储能锂离子电池包强制风冷系统热仿真分析与优化

基于电化学-热耦合模型借助ANSYS Fluent平台对储能系统中的锂离子电池包进行仿真分析与结构优化。首先建立电池的热仿真模型,基于该模型利用ANSYSFluent仿真软件得到电池单体温度分布,并通过与实验测量的结果对比验证所建立的仿真模型的准确性。接着进行了电池包风冷系统的仿真分析,完成了对电池包温度分布和风道流速分布的求解。最后通过改变出风孔数量和风扇挡板形状改善了冷却系统的冷却效果。研究结果表明,基于电化学-热耦合模型对储能电池包的温度与内部流速分布的分析是可行的,对强制风冷系统的结构优化能够大幅度提高系统的散热性能,实现更低的最高温度与更均匀的温度分布。

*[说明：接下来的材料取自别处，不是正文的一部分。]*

PR #6371, opened 2025-06-06
Tests showing Statsd metrics dropped after start before connection established

izeye:
See https://github.com/micrometer-metrics/micrometer/issues/2141#issuecomment-2926471786

### DIFF
--- a/implementations/micrometer-registry-statsd/src/test/java/io/micrometer/statsd/StatsdMeterRegistryPublishTest.java
+++ b/implementations/micrometer-registry-statsd/src/test/java/io/micrometer/statsd/StatsdMeterRegistryPublishTest.java
@@ -329,6 +329,45 @@ class StatsdMeterRegistryPublishTest {
         server.disposeNow();
     }
 
+    @Test
+    void counterIncrementDoesNotWorkWithoutSleepAfterRegistryStart() throws InterruptedException {
+        StatsdConfig config = StatsdConfig.DEFAULT;
+
+        CountDownLatch serverLatch = new CountDownLatch(1);
+        DisposableChannel server = startServer(StatsdProtocol.UDP, config.port(), serverLatch);
+
+        StatsdMeterRegistry registry = new StatsdMeterRegistry(config, Clock.SYSTEM);
+        Thread.sleep(1000);
+
+        Counter counter = Counter.builder("my.counter").register(registry);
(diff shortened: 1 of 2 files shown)


shakuzen:
Thanks for the tests. I'm not sure what we should do about this. It's mostly expected, even if it may surprising. The statsd registry is unique in that it sends metrics as they're recorded (though potentially buffered). We don't generally block creation of registries on connecting to the backend, and the statsd registry is no different. A question is: should it be? In the normal case where we can quickly connect to the backend, it seems reasonable to block on connecting before finishing starting the registry, so users know that recorded metrics can be sent. However, in other cases where connecting to the backend is slow or even unavailable initially, it would be bad to block, which potentially blocks the whole application's start-up. Another option might be to try to buffer some metrics waiting for initial connection, so they are flushed once a connection is established, avoiding the loss demonstrated by the test. I'll discuss with @jonatan-ivanov, but if others have feedback on this, feel free to share here.

shakuzen:
@jgrigg is this capturing what you're seeing? Could you explain your use case so we better understand how this is impacting users?

shakuzen:
Without user feedback on this, I'd lean toward documenting this behavior and leaving it for now.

Thermal simulation analysis and optimization of forced air cooling system for energy storage lithium-ion battery pack

This paper uses the ANSYS Fluent platform to perform simulation analysis and structural optimization of a lithium-ion battery pack in an energy storage system based on an electrochemical-thermal coupling model. First, a thermal simulation model of the battery is established. With it, the temperature distribution of the battery cell is obtained. The accuracy of the established simulation model is verified by comparison with the experimental measurement results. Then the simulation analysis of the air cooling system of the battery pack is carried out, and the solution of the temperature distribution of the battery pack and the flow velocity distribution of the air duct is completed. Finally, the cooling effect of the cooling system is improved by changing the number of air outlets and the shape of the fan baffle. The results show that it is feasible to analyze the temperature and internal flow velocity distribution of energy storage battery packs based on the electrochemical-thermal coupling simulation model. The structural optimization of the forced air cooling system can greatly improve the heat dissipation performance of the system, and achieve a lower maximum temperature and a more uniform temperature distribution. This work is supported by the Key Research and Development Program of Guangdong Province (No. 2020B090919004).